Over the years, many metal and polymer implants have been developed for internal fracture fixation. However, there are always some problems associated with their application, such as implant loosening or infection. This study describes how the morphology and adhesion of both fibroblasts and osteoblasts to two manufactured commercially pure, medical implant-quality anodized titanium surfaces (TS and TSS), and five modified titanium surfaces (TLF, low friction gray anodized titanium; TIG, nitrogen ion implanted TSS; THY, TSS grafted with sodium hyaluronate; TAST, TSS coated with hydrophilic hydrogel; and TT, tiodized TS) were used to obtain an indication of their relative cytocompatibility and to assess which modified surface could potentially be used in vivo. Small variations were observed both qualitatively and quantitatively in the spreading and adhesion of fibroblasts and osteoblasts to the studied surfaces. Overall, fibroblast spreading and adhesion were greatest on the TIG and TLF surfaces. Osteoblast spreading and adhesion were greatest on TS, TIG, and TAST surfaces. No fibroblasts or osteoblasts were found attached to the THY-coated surfaces.

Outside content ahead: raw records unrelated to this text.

PR #5556, opened 2026-06-08
A pile of random changes for CircleCI

timwoj:
Continuing chipping away at the list in https://github.com/zeek/zeek/issues/5512, this fixes a pile of random issues:

- `junit2html` was not in the PATH for macOS so it always reported an error
- BTest artifacts are now stored with the build so they can be downloaded later
- The various additional  `configure` flags are now defined as YAML anchors
- The various job parameters now have documentation
- The CTU-SME test is disabled for asan builds on CircleCI due to its really really long runtime causing job timeouts


.circleci/config.yml
```diff
@@ -421,6 +421,7 @@ jobs:
       - run:
           name: Set extra environment variables
           command: |
+            echo "export PATH=${PATH}:${HOME}/.local/bin" >> "$BASH_ENV"
```
awelzel: Fun commit title - want to replace `/Users/tim` with `$HOME` maybe? :-)

testing/external/commit-hash.zeek-testing
```diff
@@ -1 +1 @@
-b728810e3760411c2147e28b91749220f673c95e
+54b142ab89acb908d34e117edd20410d4d51a14b
```
awelzel:
```
# Running this test with asan enabled on CircleCI takes long enough that CI times
# out. Disable for the time being in that environment.
# @TEST-REQUIRES: ! is_asan && test "${CIRCLECI}" != "true"
```

This disables it for all of CircleCI because of the `&& CIRCLECI != true`?  (or do I need more coffee?). Could be fine as Christian also pointed out that the CTU pcap takes too long, but the comment reads as if only ASAN was intended?

awelzel (approved):

testing/external/commit-hash.zeek-testing
timwoj: Looking at it again, it should actually be `! (is_asan && test "${CIRCLECI}" = "true")`. It shouldn't run if it's asan and CircleCI.

PR #5558, opened 2026-06-10
logging: Stash vector of Field* into LogWriteHeader, use for plugin hooks

### LINKED ISSUE #5548: Use-after-free in CreateWriter: fields passed to HOOK_LOG_INIT invalidated by WriterFrontend::Init()
## Summary

`Manager::CreateWriter()` passes the `fields` pointer array to `WriterFrontend::Init()`, which now takes ownership and destroys it. It then passes the same dangling `fields` pointer to `PLUGIN_HOOK_VOID(HOOK_LOG_INIT, ...)`, resulting in a use-after-free.

This causes a segfault in any plugin that implements `HookLogInit` and accesses the `fields` parameter.

## Regression

This is a regression introduced between Zeek 7.x/8.0 and 8.2. The change is in `WriterFrontend::Init()`:

**8.0 behavior** — stores the pointer without taking ownership; makes a separate copy for the backend:

```cpp
void WriterFrontend::Init(int arg_num_fields, const Field* const* arg_fields) {
    num_fields = arg_num_fields;
    fields = arg_fields;  // Just stores the pointer
    initialized = true;

    if ( backend ) {
        auto fs = new Field*[num_fields];
        for ( auto i = 0; i < num_fields; ++i )
            fs[i] = new Field(*fields[i]);  // Copy for backend
        backend->SendIn(new InitMessage(backend, arg_num_fields, fs));
    }
}
```

**8.2 behavior** — takes ownership and destroys the input array:

```cpp
void WriterFrontend::Init(int arg_num_fields, const Field* const* arg_fields) {
    initialized = true;
    header.fields.reserve(arg_num_fields);
    for ( int i = 0; i < arg_num_fields; i++ )
        header.fields.emplace_back(*arg_fields[i]);

    if ( remote )
        broker_mgr->PublishLogCreate(..., arg_num_fields, arg_fields);

    if ( backend )
        backend->SendIn(new InitMessage(backend, arg_num_fields, arg_fields));  // Takes ownership
    else {
        for ( int i = 0; i < arg_num_fields; i++ )
            delete arg_fields[i];  // Deletes fields!
        delete[] arg_fields;       // Deletes array!
    }
}
```

## The bug in CreateWriter

In `src/logging/Manager.cc`, `CreateWriter()` calls:

```cpp
winfo->writer->Init(num_fields, fields);  // Destroys fields in 8.2

if ( ! from_remote ) {
    winfo->hook_initialized = true;
    PLUGIN_HOOK_VOID(HOOK_LOG_INIT, HookLogInit(writer_name, instantiating_filter,
                                                local, remote, *winfo->info,
                                                num_fields, fields));  // Use-after-free!
}
```

After `Init()` returns, `fields` is either freed or owned by a background thread. The subsequent `HookLogInit` dereferences dangling pointers.

## Reproduction

The crash is triggered whenever a plugin implements `HOOK_LOG_INIT` and `CreateWriter` is called with `from_remote=false`. In practice this is most easily triggered in cluster mode when a sender node creates a writer for a log stream, but it can also occur for any local writer creation.

### GDB output

```
#0  std::vector<zeek::threading::Field, ...>::_M_realloc_append<...>
#1  std::vector<...>::push_back (__x=<error reading variable: Cannot access memory at address 0x55500f369358>)
#2  my_hook_log_init (path="broker", ...) at hook_handler.cc:99
#3  plugin::MyPlugin::HookLogInit(...)
#4  zeek::plugin::Manager::HookLogInit(...) const
#5  zeek::logging::Manager::CreateWriter(...)
#6  zeek::logging::Manager::CreateWriterForFilter(...)
#7  zeek::logging::Manager::WriteToFilters(...)
```

Memory at the `fields` array shows freed/reused heap:

```
(gdb) x/8gx fields_ptr
0x55555a578fe0: 0x000055500f369358  0x1c37526cc0a4b5c8   # Corrupted/freed pointers
0x55555a578ff0: 0x0000555557be95e0  0x0000555557bf1320
```

## Suggested fix

Move the `HOOK_LOG_INIT` invocation to **before** `WriterFrontend::Init()`, or pass a separate copy of the fields to the hook. For example:

```cpp
if ( ! from_remote ) {
    winfo->hook_initialized = true;
    PLUGIN_HOOK_VOID(HOOK_LOG_INIT, HookLogInit(writer_name, instantiating_filter,
                                                local, remote, *winfo->info,
                                                num_fields, fields));
}

winfo->writer->Init(num_fields, fields);
```

This preserves the original semantics where the hook sees valid field data before ownership is transferred.

## Environment

- Zeek 8.2.0
- Any plugin implementing `HOOK_LOG_INIT` that accesses the `fields` parameter
- Triggered in cluster mode (sender creating writers for remote log streams)

---

*This issue was identified and debugged using [Claude Code](https://claude.ai/code) (model: claude-opus-4-6-v1, Anthropic).*

awelzel:
@pbcullen reports that WriterFrontend::Init() frees the fields array when local logging is disabled, but then logging::Manager happily passes on that pointer to HookLogInit(), resulting in use-after-free accesses.

Keep a separate vector of threading::Field* pointers in the LogWriteHeader held by each WriterFrontend and use its .data() attribute for HookLogInit() and HookLogWrite().

Extend the logging-hooks-plugin to verify that the fields pointer is the same for either hook invocation and also add a logging-hooks-no-local test disabling local logging as that would have tickled the issue.

Closes #5548


src/logging/Manager.cc
```diff
@@ -1785,11 +1786,13 @@ WriterFrontend* Manager::CreateWriter(EnumVal* id, EnumVal* writer, WriterBacken
...
     winfo->writer = new WriterFrontend(*winfo->info, id, writer, local, remote);
     winfo->writer->Init(num_fields, fields);
+    fields = nullptr; // freed or owned by WriterBackend, cannot use.
 
     if ( ! from_remote ) {
         winfo->hook_initialized = true;
         PLUGIN_HOOK_VOID(HOOK_LOG_INIT, HookLogInit(writer_name, instantiating_filter, local, remote, *winfo->info,
-                                                    num_fields, fields));
+                                                    winfo->writer->header.field_pointers.size(),
+                                                    winfo->writer->header.field_pointers.data()));
```
bbannier, line 1798: The only reason we materialize a `field_pointers` is so we can pass the same value on init and on write, and using a member caches the computation. Passing the same information twice seems redundant to me, and I wonder whether we couldn't change the semantics of `HookLogWrite` to allow passing an unset `fields` value (`nullptr`) so we could eventually drop the argument later; I am not entirely sure how much of a breaking change that would be since we never documented anything about `HookLogWrite`. Writers which need the value should instead cache it from `HookLogInit`. If we then never pass `fields` on `HookLogWrite` there can be no inconsistency.

In this particular instance this would allow simplifying the code by computing temporary `Field*` values.

```suggestion
        auto ptrs_ = winfo->writer->header.fields | std::views::transform([](const auto& f) {return &f;} );
        auto ptrs = std::vector(ptrs_.begin(), ptrs_.end());
        PLUGIN_HOOK_VOID(HOOK_LOG_INIT, HookLogInit(writer_name, instantiating_filter, local, remote, *winfo->info,
                                                    ptrs.size(),
                                                    ptrs.data()));
```

awelzel: > seems redundant to me, I wonder whether we couldn't change the semantics of HookLogWrite 

Agree, but not going there. I have a pretty stubborn opinion on hooks in plugin/Plugin.h to never change unless they are completely broken, which I don't think this one is. It's historically a bit weird with the raw pointers, but it's also not a lot of effort or overhead to keep that working.

I had a temporary std::vector  as a fix first, but then remembered that we did have one fixup in the past to make sure the `*winfo->info` ref is stable between HookLogInit() and HookLogWrite() (which is even tested today). At least one implementation relied on that (map lookup using &info ptr between Init() and Write()), so that's where it's coming from.

With all the other historic things in `logging/`, the proposed fix seemed okayish to me.

0xxon (approved):
Looks like a good way to deal with this to me.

Coating medical implant-quality anodized titanium surfaces (TS and TSS) with a TLF, TAST, or more specifically TIG could probably improve soft tissue adhesion and/or osseointegration of bone in vivo. However, it seemed that a hyaluronic acid coating (THY) has potential as a coating in areas where cell adhesion is undesirable, such as orbital fractures, where muscles should avoid adhesion to the implant, and distal radius fractures, where tendons should freely glide over the implant.